Exercise details:
In the data below, find the line containing "Qi77Qi: I think", then set down that line and every later line up to and including the line containing "That's a good", exactly.

Stored data entries:

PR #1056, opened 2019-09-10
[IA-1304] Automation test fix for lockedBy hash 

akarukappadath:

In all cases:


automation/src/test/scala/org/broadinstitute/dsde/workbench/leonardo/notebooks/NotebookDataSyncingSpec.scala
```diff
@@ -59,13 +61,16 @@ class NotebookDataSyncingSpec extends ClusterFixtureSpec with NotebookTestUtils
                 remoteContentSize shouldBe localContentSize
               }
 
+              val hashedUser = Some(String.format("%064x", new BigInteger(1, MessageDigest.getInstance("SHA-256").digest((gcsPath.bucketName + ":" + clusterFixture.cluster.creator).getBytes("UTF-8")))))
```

==

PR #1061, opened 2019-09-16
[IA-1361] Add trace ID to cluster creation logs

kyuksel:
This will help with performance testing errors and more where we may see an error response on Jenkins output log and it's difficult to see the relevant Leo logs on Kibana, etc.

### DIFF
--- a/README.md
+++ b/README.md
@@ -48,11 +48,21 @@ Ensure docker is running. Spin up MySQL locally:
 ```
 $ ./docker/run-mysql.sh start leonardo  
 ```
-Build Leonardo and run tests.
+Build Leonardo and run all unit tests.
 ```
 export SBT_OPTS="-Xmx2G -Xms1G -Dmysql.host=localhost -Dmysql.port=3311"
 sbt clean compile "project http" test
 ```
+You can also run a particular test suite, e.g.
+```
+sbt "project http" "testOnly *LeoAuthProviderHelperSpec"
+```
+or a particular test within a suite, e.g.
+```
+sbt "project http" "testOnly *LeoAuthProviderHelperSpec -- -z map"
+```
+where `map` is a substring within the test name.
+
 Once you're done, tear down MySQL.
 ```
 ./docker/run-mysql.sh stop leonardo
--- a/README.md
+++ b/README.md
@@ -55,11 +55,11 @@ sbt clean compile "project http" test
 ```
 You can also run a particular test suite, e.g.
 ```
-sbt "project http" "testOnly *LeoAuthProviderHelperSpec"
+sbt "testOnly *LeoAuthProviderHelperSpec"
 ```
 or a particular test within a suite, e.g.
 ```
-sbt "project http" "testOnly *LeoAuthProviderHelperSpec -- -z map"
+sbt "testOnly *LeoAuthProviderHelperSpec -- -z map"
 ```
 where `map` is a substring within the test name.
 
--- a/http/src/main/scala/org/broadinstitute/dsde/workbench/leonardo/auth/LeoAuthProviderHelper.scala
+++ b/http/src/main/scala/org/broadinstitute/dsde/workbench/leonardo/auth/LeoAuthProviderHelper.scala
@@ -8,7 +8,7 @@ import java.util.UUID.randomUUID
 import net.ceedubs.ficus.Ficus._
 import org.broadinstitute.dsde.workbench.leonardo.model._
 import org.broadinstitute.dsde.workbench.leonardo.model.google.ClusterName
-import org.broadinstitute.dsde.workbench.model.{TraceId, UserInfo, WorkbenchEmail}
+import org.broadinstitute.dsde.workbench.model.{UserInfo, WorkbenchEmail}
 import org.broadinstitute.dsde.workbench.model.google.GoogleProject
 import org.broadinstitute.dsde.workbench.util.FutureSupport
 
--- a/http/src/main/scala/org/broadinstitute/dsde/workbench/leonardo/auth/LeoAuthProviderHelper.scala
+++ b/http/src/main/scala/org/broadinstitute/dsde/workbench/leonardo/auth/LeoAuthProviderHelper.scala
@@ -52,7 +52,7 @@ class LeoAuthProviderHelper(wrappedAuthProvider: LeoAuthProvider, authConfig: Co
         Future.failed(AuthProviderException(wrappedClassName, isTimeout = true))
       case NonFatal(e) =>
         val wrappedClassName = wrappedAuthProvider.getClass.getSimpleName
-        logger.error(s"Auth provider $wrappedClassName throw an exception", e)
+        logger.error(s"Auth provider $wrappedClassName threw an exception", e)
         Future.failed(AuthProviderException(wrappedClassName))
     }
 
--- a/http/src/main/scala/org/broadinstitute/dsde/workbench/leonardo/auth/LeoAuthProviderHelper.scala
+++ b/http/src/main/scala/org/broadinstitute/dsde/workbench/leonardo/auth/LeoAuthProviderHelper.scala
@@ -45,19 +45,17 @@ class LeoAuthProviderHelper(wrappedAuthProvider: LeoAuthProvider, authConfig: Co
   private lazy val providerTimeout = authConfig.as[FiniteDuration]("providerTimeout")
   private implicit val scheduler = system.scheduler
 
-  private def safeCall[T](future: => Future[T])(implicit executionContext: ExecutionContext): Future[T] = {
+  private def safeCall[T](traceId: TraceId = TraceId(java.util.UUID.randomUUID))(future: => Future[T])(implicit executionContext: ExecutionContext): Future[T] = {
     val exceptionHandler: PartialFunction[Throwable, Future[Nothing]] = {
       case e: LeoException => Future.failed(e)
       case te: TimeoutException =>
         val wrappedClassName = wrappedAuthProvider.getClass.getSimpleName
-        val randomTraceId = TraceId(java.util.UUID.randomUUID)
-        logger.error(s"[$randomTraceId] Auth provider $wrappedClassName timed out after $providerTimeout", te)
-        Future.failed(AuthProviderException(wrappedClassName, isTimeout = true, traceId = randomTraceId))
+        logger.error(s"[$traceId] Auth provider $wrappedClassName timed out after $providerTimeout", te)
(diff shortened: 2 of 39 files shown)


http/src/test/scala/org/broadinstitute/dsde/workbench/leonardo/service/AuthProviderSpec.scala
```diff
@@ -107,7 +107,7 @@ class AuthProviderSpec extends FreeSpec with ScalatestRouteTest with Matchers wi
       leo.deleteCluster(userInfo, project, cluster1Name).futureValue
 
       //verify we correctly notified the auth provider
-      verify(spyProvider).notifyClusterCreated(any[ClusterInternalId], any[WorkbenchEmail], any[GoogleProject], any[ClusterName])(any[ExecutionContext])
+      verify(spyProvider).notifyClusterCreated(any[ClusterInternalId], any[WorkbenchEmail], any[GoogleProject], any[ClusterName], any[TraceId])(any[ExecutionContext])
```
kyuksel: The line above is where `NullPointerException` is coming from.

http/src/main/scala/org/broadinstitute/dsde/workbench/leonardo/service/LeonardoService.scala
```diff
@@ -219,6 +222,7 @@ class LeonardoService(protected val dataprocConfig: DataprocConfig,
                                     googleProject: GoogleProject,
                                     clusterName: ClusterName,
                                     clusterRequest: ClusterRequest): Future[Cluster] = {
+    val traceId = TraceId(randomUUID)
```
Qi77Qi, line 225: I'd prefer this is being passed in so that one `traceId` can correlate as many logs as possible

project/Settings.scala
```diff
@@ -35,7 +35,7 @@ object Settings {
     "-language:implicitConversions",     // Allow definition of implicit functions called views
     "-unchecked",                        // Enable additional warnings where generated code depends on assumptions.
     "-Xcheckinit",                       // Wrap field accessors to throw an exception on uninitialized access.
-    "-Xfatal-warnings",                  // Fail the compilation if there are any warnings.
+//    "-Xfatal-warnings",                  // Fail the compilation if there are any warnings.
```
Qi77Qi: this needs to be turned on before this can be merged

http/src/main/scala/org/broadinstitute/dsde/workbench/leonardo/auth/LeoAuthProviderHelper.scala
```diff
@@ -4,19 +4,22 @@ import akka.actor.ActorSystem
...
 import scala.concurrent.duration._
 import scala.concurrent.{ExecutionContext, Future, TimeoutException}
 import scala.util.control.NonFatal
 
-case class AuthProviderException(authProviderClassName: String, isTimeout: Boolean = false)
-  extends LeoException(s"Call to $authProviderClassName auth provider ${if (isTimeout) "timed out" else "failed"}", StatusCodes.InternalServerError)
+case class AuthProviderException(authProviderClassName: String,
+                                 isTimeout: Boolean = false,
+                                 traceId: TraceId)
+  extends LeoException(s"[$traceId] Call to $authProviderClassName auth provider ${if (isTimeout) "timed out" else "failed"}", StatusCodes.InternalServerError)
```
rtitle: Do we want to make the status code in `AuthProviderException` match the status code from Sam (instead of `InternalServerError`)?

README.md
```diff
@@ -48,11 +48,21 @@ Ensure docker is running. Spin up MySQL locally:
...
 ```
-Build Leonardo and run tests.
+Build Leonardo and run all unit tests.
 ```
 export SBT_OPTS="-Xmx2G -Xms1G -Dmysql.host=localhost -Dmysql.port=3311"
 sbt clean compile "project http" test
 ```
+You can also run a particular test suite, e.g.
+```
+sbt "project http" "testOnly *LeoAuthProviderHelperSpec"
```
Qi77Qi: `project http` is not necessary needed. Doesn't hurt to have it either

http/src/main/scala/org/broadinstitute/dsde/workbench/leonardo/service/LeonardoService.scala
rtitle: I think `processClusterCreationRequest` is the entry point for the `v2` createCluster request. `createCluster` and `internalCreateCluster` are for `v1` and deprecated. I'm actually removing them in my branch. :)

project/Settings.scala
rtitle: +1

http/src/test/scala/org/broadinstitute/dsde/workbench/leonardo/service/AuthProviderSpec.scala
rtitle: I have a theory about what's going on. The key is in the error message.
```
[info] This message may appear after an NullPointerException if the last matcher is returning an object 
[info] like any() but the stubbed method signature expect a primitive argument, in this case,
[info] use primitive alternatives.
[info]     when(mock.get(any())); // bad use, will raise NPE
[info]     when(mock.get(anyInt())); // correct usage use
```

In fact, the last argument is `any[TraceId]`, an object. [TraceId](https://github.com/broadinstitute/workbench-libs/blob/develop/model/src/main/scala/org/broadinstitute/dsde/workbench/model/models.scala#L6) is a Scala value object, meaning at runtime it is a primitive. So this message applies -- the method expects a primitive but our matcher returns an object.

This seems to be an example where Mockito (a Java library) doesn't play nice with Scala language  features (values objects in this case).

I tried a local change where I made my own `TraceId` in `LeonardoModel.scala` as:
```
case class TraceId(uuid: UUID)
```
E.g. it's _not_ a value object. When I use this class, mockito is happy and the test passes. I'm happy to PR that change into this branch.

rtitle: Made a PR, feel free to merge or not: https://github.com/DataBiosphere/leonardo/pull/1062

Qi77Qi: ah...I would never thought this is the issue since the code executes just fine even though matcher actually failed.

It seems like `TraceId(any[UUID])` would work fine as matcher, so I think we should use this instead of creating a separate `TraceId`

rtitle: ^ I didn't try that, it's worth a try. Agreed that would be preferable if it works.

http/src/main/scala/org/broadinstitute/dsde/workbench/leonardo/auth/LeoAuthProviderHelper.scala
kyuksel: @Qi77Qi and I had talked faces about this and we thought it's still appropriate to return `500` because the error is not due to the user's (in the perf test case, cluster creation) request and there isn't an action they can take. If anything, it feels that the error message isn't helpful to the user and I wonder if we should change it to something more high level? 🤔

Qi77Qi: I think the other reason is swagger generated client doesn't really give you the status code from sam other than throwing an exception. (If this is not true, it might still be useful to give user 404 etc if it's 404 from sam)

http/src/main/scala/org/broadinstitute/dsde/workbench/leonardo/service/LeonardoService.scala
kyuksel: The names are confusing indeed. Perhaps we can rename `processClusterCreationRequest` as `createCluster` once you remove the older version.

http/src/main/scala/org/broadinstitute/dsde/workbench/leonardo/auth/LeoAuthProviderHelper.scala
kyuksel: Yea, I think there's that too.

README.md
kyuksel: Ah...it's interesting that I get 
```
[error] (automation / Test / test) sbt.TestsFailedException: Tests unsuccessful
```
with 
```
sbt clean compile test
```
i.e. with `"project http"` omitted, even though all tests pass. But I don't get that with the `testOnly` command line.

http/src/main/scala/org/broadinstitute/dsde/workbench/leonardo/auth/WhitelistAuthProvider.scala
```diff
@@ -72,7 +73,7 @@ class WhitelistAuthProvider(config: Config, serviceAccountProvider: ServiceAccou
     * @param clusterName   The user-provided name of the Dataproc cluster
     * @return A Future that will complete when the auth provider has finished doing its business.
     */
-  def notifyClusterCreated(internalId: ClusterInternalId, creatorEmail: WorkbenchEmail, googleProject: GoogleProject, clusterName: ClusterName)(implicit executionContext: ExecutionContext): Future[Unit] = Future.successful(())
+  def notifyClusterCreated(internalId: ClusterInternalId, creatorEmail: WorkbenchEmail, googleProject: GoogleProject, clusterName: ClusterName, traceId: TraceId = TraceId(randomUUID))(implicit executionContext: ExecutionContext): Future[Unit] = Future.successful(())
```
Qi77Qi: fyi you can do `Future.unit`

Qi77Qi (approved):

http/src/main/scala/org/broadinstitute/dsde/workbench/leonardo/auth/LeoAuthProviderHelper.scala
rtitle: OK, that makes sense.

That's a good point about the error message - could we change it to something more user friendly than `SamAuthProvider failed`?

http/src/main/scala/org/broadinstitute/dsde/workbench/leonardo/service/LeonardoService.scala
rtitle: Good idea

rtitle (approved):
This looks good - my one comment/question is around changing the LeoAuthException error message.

Solution:
Qi77Qi: I think the other reason is swagger generated client doesn't really give you the status code from sam other than throwing an exception. (If this is not true, it might still be useful to give user 404 etc if it's 404 from sam)

http/src/main/scala/org/broadinstitute/dsde/workbench/leonardo/service/LeonardoService.scala
kyuksel: The names are confusing indeed. Perhaps we can rename `processClusterCreationRequest` as `createCluster` once you remove the older version.

http/src/main/scala/org/broadinstitute/dsde/workbench/leonardo/auth/LeoAuthProviderHelper.scala
kyuksel: Yea, I think there's that too.

README.md
kyuksel: Ah...it's interesting that I get 
```
[error] (automation / Test / test) sbt.TestsFailedException: Tests unsuccessful
```
with 
```
sbt clean compile test
```
i.e. with `"project http"` omitted, even though all tests pass. But I don't get that with the `testOnly` command line.

http/src/main/scala/org/broadinstitute/dsde/workbench/leonardo/auth/WhitelistAuthProvider.scala
```diff
@@ -72,7 +73,7 @@ class WhitelistAuthProvider(config: Config, serviceAccountProvider: ServiceAccou
     * @param clusterName   The user-provided name of the Dataproc cluster
     * @return A Future that will complete when the auth provider has finished doing its business.
     */
-  def notifyClusterCreated(internalId: ClusterInternalId, creatorEmail: WorkbenchEmail, googleProject: GoogleProject, clusterName: ClusterName)(implicit executionContext: ExecutionContext): Future[Unit] = Future.successful(())
+  def notifyClusterCreated(internalId: ClusterInternalId, creatorEmail: WorkbenchEmail, googleProject: GoogleProject, clusterName: ClusterName, traceId: TraceId = TraceId(randomUUID))(implicit executionContext: ExecutionContext): Future[Unit] = Future.successful(())
```
Qi77Qi: fyi you can do `Future.unit`

Qi77Qi (approved):

http/src/main/scala/org/broadinstitute/dsde/workbench/leonardo/auth/LeoAuthProviderHelper.scala
rtitle: OK, that makes sense.

That's a good point about the error message - could we change it to something more user friendly than `SamAuthProvider failed`?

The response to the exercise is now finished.